Human rights defenders want the mayor of Buenaventura to declare a humanitarian emergency in Colombia’s most violent city.
The call followed the arrival of more than 500 people from two villages that are located some 12 some kilometers (7.5 miles) north of Colombia’s main port city on the Pacific coast on Monday.
The emergency caused by the forced displacement from the countryside adds to an ongoing security crisis inside the city.
While the ELN and the AGC are fighting over control of the jungles around Buenaventura, local gangs “Los Shotas” and “Los Espartanos” are at war over the city’s port and neighborhoods.

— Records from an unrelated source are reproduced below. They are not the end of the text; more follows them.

PR #1430, opened 2020-06-20
[FAB-17993] Skip modifying _users security object

lindluni:
Introduces a check to skip modifying the security object of the `_users` table. The latest versions of CouchDB protect from this operation being performed and it isn't necessary for the peer to actually modify the object to perform its functionality

### DIFF
--- a/core/ledger/kvledger/txmgmt/statedb/statecouchdb/couchdb.go
+++ b/core/ledger/kvledger/txmgmt/statedb/statecouchdb/couchdb.go
@@ -222,7 +222,6 @@ func closeResponseBody(resp *http.Response) {
 
 //createDatabaseIfNotExist method provides function to create database
 func (dbclient *couchDatabase) createDatabaseIfNotExist() error {
-
 	logger.Debugf("[%s] Entering CreateDatabaseIfNotExist()", dbclient.dbName)
 
 	dbInfo, couchDBReturn, err := dbclient.getDatabaseInfo()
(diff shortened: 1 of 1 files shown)


denyeart:
LGTM and this does simplify it somewhat, but would also like @manish-sethi or @cendhu to look before merging though.

core/ledger/kvledger/txmgmt/statedb/statecouchdb/couchdb.go
```diff
@@ -232,73 +231,46 @@ func (dbclient *couchDatabase) createDatabaseIfNotExist() error {
...
-	defer closeResponseBody(resp)
 
-	errSecurity := dbclient.applyDatabasePermissions()
-	if errSecurity != nil {
-		return errSecurity
+	if dbclient.dbName != "_users" {
+		errSecurity := dbclient.applyDatabasePermissions()
+		if errSecurity != nil {
+			return errSecurity
+		}
```
cendhu, line 269: Can't we just move the dbName check to the `applyDatabasePermissions()` itself? This ensures that this concept of applying permission to non `_user` table is kept close to each other.

cendhu: This will also help in returning early as per line 262 if db exists already?

lindluni: It's generally bad practice for the first check of a function to be a singular condition on which the function simply returns without an error. Its like passing a value that could potentially be nil into a function, it's the caller's responsibility to check the state of the objects being invoked on, not the callee.

manish-sethi: I am fine with this as is.

manish-sethi (approved):

core/ledger/kvledger/txmgmt/statedb/statecouchdb/couchdb.go
cendhu: I see. Thanks, Brett. Make sense for the caller to do it instead of callee.

btl5037:

PR #1431, opened 2020-06-21
FAB-17910 Ch.Pat.API: join member w/o onboarding

tock-ibm:
This commit handles the following scenario:
* The orderer is a member of the cluster - the config block given at
  join has the self ID of the orderer.
* The config block given at join is number 0 - no onboarding needed.

In this case the join block is first appended to the ledger as a
genesis block, and the multichannel.ChainSupport is created in the
normal fashion, reading the last-block from the ledger and constructing
the consensus.Chain accordingly.

In addition this commit prepares the ground for joining with a join block with number >0, which requires on-boarding. For that purpose a new method is added to the consensus.Consenter interface.

This commit also handles the case of an orderer rejecting a join to the system channel when there are already application channels (FAB-17913), as it is just two lines of code (and a test).

Change-Id: I0b2bd4e4da901c6b9c53585bffc6dc0dd5573948

#### Type of change

- New feature
#### Related issues

Tasks: FAB-17910 FAB-17913
Story: FAB-15711
Epic: FAB-17712

### DIFF
--- a/orderer/common/multichannel/registrar.go
+++ b/orderer/common/multichannel/registrar.go
@@ -165,7 +165,10 @@ func (r *Registrar) Initialize(consenters map[string]consensus.Consenter) {
 		if configTx == nil {
 			logger.Panic("Programming error, configTx should never be nil here")
 		}
-		ledgerResources := r.newLedgerResources(configTx)
+		ledgerResources, err := r.newLedgerResources(configTx)
+		if err != nil {
+			logger.Panicf("Error creating ledger resources: %s", err)
+		}
 		channelID := ledgerResources.ConfigtxValidator().ChannelID()
 
 		if _, ok := ledgerResources.ConsortiumsConfig(); ok {
@@ -173,7 +176,7 @@ func (r *Registrar) Initialize(consenters map[string]consensus.Consenter) {
 				logger.Panicf("There appear to be two system channels %s and %s", r.systemChannelID, channelID)
 			}
 
-			chain := newChainSupport(
+			chain, err := newChainSupport(
 				r,
 				ledgerResources,
 				r.consenters,
@@ -181,6 +184,9 @@ func (r *Registrar) Initialize(consenters map[string]consensus.Consenter) {
 				r.blockcutterMetrics,
 				r.bccsp,
 			)
+			if err != nil {
+				logger.Panicf("Error creating chain support: %s", err)
+			}
 			r.templator = msgprocessor.NewDefaultTemplator(chain, r.bccsp)
 			chain.Processor = msgprocessor.NewSystemChannel(
 				chain,
@@ -209,7 +215,7 @@ func (r *Registrar) Initialize(consenters map[string]consensus.Consenter) {
 			defer chain.start()
 		} else {
 			logger.Debugf("Starting channel: %s", channelID)
-			chain := newChainSupport(
+			chain, err := newChainSupport(
 				r,
 				ledgerResources,
 				r.consenters,
@@ -217,6 +223,9 @@ func (r *Registrar) Initialize(consenters map[string]consensus.Consenter) {
 				r.blockcutterMetrics,
 				r.bccsp,
 			)
+			if err != nil {
+				logger.Panicf("Error creating chain support: %s", err)
+			}
 			r.chains[channelID] = chain
 			chain.start()
 		}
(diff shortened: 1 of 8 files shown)


orderer/common/multichannel/registrar.go
```diff
@@ -430,8 +450,42 @@ func (r *Registrar) JoinChannel(channelID string, configBlock *cb.Block) (types.
 		return types.ChannelInfo{}, types.ErrChannelAlreadyExists
 	}
 
-	//TODO
-	return types.ChannelInfo{}, errors.New("Not implemented yet")
+	if !isAppChannel && len(r.chains) > 0 {
+		return types.ChannelInfo{}, types.ErrAppChannelsAlreadyExists
```
yacovm, line 454: shouldn't this be "system channel already exists" ?

orderer/common/multichannel/registrar.go
```diff
@@ -430,8 +450,42 @@ func (r *Registrar) JoinChannel(channelID string, configBlock *cb.Block) (types.
...
+	}
+
+	configEnv, err := protoutil.ExtractEnvelope(configBlock, 0)
+	if err != nil {
+		return types.ChannelInfo{}, errors.Wrap(err, "failed extracting config envelope from block")
+	}
+
+	//TODO save the join-block in the file repo to make this action crash tolerant.
```
yacovm, line 462: do we have an API that defines how to do that? If yes can we put this here?

orderer/consensus/consensus.go
```diff
@@ -24,6 +24,12 @@ type Consenter interface {
 	// the last block committed to the ledger of this Chain. For a new chain, or one which is migrated,
 	// this metadata will be nil (or contain a zero-length Value), as there is no prior metadata to report.
 	HandleChain(support ConsenterSupport, metadata *cb.Metadata) (Chain, error)
+
+	// JoinChain should create and return a reference to a Chain when the channel is started with a join-block
+	// that is not a genesis block (i.e. join-block.number>0), and a ledger with height <= than join-block.number.
+	// This means that there is a gap between the join-block and the last block in the ledger that requires
+	// on-boarding. In contrast, HandleChain creates a Chain based on the last block found in the ledger.
+	JoinChain(support ConsenterSupport, joinBlock *cb.Block) (Chain, error)
```
yacovm, line 32: I don't understand why we should have a different initialization flow for the chain in this case? Why don't we always call **HandleChain** anyway?

orderer/common/multichannel/registrar.go
tock-ibm: No, This is for when a user is trying to create a system channel (`isAppChannel=false`), but the  orderer is already working with app. channel only mode (i.e., with participation API). This not supported. We only (will) allow the creation of the system channel wit a join when there are no channels at all.

orderer/common/multichannel/registrar.go
tock-ibm: We are working on that in parallel, it is defined in tasks:
https://jira.hyperledger.org/browse/FAB-17960,
https://jira.hyperledger.org/browse/FAB-18009,
https://jira.hyperledger.org/browse/FAB-18008.

After a discussion with the ledger team & Jason Yellick, the plan is to use an "atomic file repo" to save the join blocks. The repo will be scanned on startup to reconcile the join state of chains with their ledger. 

BTW, the same file repo code will be used to make ledger removal CFT, see here:
https://jira.hyperledger.org/browse/FAB-17868

orderer/consensus/consensus.go
tock-ibm: `HandleChain` starts a chain based on the last block in the ledger, which it gets from the ledger resources.

What we need in order to join a chain in cases when on-boarding is needed (see special case below) is to start a `follower.Chain`, with a join-block, when the ledger is empty. The follower chain does not need many of the resources that an etcdraft.Chain needs, as it only pulls blocks (for example, it never signs and never uses the BlockWriter) . Moreover, some things it cannot even create, like a BlockWriter, which need to be based on a tip of a ledger (which we do not have at this point). Rather then stud HandleChain with many "ifs and buts", and extend its interface with the join-block, I think it will be much clearer and safer (not introducing bugs to HandleChain) to define a new method that does exactly the job of joining a channel. 

The way I want to think about it, conceptually, HandleChain starts from a valid the ledger, so a failure means that something is fatally wrong (e.g. corruption of the ledger). In contrast, JoinChain is started with input from the user, i.e. the join-block, and errors in processing his request should be propagated back to the user. 

A special case is when the join-block has number=0, and then it is appended to the ledger and `HandleChain` is called. If the orderer is a member (`detectSelfID()` no error), an `etcdraft.Chain` is created. Otherwise, a follower.Chain be created. However, this follower.Chain is past on-boarding and is just pulling blocks and observing the config.

When considering CFT, an orderer might fail in the middle of on-boarding a channel. When we recover, we'll find a join-block.Number >= ledger.Height, which indicates a gap between the ledger tip and the join-block. In this case we'll also call JoinChain rather than HandleChain. 

In summary, I think that all these special cases and deviations from what HandleChain currently does merit a new method.

yacovm: What I am missing here is to understand the complete flow - once the **follower.Chain** has replicated blocks and decides that it should mutate into a fully fledged **etcdraft.Chain**, how is this done? Is it via a mechanism similar to the **inactive.Chain**  ? 

> The follower chain does not need many of the resources that an etcdraft.Chain needs, as it only pulls blocks (for example, it never signs and never uses the BlockWriter) . Moreover, some things it cannot even create, like a BlockWriter, which need to be based on a tip of a ledger (which we do not have at this point). Rather then stud HandleChain with many "ifs and buts", and extend its interface with the join-block, I think it will be much clearer and safer (not introducing bugs to HandleChain) to define a new method that does exactly the job of joining a channel.

1. If we need less things, it's easy to just not use what we don't need in the follower chain
2. There is already an "if" in the **HandleChain** which makes it return an **Inactive.Chain** , shouldn't it be pretty easy to classify when you need to spawn a follower chain?

>  When considering CFT, an orderer might fail in the middle of on-boarding a channel. When we recover, we'll find a join-block.Number >= ledger.Height, which indicates a gap between the ledger tip and the join-block. In this case we'll also call JoinChain rather than HandleChain.

What do you mean? Do we call JoinChain synchronously from the user-end ? Or do we decide autonomously?

I guess you mean autonomously and then i don't see why we can't do this check in the **HandleChain**.

tock-ibm: Here is the flow of a join request with `join-block.Number >0`. 

- The `JoinChain' is called synchronously from the client request go-routine. If it fails, the request fails. If it succeeds, a follower.Chain is created and started (it has a go-routine). 
- The follower.Chain is given a function pointer to a `createChain` function just like in the `inactive.Chain` and the haltCallback in the `etcdraft.Chain`. 
- The follower.Chain starts pulling blocks. It is in status `on-boarding` until it reaches `join-block.Number`, then it changes to `active`.
- If at that point  the orderer is in the consenters set of the  join-block ("a member"), the call to `createChain` in invoked, triggering the transition between follower.Chain -> etcdraft.Chain. This happens with a call to HandleChain. 
- HandleChain has a switch to create a follower.Chain when there is no sys-chan, and an inactive.Chain when there is a sys-chan.
- If the orederer is not  in the consenters set of the  join-block, it will continue to pull blocks and watch config blocks.
- Note that once the ledger catches up with the join-block, the join-block is deleted.
- When a config block arrives in which the orderer is a member, `createChain` in invoked, again, triggering the transition between follower,Chain -> etcdraft.Chain.  This happens with a call to HandleChain. 

Conversely, here is the flow of an etcdraft.Chain evicted:
- Eviction is detected, halt is called (as usual)
- The haltCallback is initialized to create a chain. Calls HandleChain. HandleChain creates a follower.Chain without a join-block.

So, `JoinChain` is normally called  by the client request go-routine, and always when there is a join-block. HandleChain is called by internal go-routines, and when the chain is started off the ledger. 

The `JoinChain` call behaves differently from `HandleChain` only when  `join-block.Number >0`, i.e. there is a need for on-boarding. Otherwise, if it is  `join-block.Number==0`, it just appends the block to the ledger and delegates to `HandleChain`. That is what's addressed in this commit, all the rest is future tasks.

I hope that answers your question. I will also document this in the Jira.

yacovm: Thanks for the detailed descriptions. I have to say that I still don't like the idea that we have 2 different disjoint APIs for chain initialization and in 1 of them we actually have a fork (inactive + regular).

However, I think that an obstacle in having the follower chain being initialized in the regular **HandleChain** is that we would need to see if the join block exists or not, which as I understand, would require us to rappel down yet another API through the consenter support which is already a mess... 

Let's via the current approach for now but I think for the future there would be a need for tidying up the place.

yacovm (approved):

The wars made Buenaventura is Colombia’s most violent city and the 13th most violent city in the world, the Mexican Citizen Council for Public Security and Criminal Justice said Tuesday.
Homicides in Buenaventura
Buenaventura’s city hall said in late March that the government of President Ivan Duque agreed to double the capacity of the security forces in the city “to reduce the indices of violence.”
In its press statement, Conpazcol asked international organizations to speak out about Duque’s failure to comply with a 2016 peace deal with now-defunct guerrilla group FARC.
As part of this deal, the government vowed to formulate public policy that would allow the dismantling of paramilitary groups like the AGC and the gangs that are terrorizing Buenaventura.
The Duque administration has been blamed for the escalation of violence in Buenaventura because of its tacit refusal to dismantle the paramilitary groups.
Buenaventura residents have additionally blasted the government for its neglect to address the consequences of the coronavirus pandemic in the port city.
According to the results of a poll that were released in February, more than 55% of the city’s inhabitants said they had been the victim of crime over the past year.
More than 40% said they didn’t have access to drinking water.